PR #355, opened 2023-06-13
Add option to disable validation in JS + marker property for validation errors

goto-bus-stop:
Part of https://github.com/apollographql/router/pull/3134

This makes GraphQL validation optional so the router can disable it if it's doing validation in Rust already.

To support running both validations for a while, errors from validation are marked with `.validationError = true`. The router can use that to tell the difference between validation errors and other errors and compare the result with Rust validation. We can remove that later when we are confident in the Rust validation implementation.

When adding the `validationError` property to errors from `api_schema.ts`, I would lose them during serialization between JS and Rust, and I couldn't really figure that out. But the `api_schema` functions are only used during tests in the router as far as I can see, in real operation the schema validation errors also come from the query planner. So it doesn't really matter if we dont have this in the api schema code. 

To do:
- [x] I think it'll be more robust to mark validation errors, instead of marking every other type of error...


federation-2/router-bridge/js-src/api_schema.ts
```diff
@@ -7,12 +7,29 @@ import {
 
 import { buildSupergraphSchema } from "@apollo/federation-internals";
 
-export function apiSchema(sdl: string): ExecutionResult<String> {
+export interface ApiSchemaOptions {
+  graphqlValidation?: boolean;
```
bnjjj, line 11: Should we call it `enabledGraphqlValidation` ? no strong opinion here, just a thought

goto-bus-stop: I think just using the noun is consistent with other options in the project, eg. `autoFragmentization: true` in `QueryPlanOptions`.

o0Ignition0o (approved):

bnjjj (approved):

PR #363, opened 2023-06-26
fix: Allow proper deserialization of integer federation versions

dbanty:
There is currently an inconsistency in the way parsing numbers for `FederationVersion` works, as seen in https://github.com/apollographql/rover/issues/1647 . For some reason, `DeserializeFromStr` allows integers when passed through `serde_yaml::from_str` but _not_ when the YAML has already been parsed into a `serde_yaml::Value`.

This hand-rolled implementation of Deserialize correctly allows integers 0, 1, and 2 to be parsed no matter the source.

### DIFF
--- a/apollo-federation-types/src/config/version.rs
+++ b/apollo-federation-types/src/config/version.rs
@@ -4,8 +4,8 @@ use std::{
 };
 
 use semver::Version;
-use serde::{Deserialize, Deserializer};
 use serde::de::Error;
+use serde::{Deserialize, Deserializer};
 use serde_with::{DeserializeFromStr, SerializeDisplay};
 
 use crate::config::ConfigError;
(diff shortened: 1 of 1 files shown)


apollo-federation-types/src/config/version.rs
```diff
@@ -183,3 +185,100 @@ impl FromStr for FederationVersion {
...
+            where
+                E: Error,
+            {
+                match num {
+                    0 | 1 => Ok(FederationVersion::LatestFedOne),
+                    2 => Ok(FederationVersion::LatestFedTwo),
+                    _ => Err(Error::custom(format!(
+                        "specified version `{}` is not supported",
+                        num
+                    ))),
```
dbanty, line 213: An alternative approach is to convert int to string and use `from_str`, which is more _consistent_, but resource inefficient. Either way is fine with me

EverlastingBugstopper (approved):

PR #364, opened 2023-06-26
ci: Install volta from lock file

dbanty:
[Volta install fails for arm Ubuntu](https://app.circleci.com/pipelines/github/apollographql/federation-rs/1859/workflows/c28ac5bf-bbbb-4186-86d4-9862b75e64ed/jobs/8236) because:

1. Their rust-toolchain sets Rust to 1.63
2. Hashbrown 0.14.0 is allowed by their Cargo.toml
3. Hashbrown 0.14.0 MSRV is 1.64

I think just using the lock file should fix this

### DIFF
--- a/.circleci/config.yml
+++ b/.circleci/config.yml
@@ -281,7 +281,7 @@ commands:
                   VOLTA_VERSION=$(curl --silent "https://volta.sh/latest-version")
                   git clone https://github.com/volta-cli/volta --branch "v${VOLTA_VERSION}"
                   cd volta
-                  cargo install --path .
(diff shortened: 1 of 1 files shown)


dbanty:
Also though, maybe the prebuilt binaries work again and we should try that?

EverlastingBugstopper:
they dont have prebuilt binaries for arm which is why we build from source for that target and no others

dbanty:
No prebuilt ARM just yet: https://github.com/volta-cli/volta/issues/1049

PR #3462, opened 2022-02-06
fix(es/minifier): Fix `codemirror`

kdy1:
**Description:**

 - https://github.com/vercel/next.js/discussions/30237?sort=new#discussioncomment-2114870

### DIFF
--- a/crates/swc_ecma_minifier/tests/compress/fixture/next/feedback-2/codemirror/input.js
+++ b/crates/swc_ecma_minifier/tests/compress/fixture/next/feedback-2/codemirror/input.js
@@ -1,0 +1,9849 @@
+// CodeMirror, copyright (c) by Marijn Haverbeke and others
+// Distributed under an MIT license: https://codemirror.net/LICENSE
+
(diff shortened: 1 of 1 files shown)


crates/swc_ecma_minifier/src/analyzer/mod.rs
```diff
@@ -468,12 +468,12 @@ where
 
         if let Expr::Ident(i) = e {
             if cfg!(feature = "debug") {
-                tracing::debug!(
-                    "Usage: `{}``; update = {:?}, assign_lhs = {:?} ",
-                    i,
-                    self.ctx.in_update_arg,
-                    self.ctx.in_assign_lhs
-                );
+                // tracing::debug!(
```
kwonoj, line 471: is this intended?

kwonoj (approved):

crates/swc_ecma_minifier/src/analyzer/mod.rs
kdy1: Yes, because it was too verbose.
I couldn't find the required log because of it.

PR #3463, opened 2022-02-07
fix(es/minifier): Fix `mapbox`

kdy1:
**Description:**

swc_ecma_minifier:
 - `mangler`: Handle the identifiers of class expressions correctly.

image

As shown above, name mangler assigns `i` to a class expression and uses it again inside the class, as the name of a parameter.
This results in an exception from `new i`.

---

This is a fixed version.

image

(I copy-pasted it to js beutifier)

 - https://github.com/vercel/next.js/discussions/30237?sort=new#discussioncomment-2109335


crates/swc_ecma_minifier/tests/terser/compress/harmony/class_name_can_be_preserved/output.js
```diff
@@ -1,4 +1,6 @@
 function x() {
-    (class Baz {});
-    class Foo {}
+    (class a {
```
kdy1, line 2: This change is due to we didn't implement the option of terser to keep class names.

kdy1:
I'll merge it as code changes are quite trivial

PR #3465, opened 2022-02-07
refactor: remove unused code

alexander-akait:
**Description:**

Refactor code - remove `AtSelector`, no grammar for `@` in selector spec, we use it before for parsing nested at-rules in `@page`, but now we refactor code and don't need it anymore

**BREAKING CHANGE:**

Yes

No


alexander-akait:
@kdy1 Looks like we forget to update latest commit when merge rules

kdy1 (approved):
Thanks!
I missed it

--------------------------------------------------

ASSIGNMENT
Copy the lines of the data above exactly as written, beginning with the line containing "-281,7 +281,7 @@" and ending with the line containing "Also though, maybe", and leave out all other lines.

ANSWER TO THIS TASK
@@ -281,7 +281,7 @@ commands:
                   VOLTA_VERSION=$(curl --silent "https://volta.sh/latest-version")
                   git clone https://github.com/volta-cli/volta --branch "v${VOLTA_VERSION}"
                   cd volta
-                  cargo install --path .
(diff shortened: 1 of 1 files shown)


dbanty:
Also though, maybe the prebuilt binaries work again and we should try that?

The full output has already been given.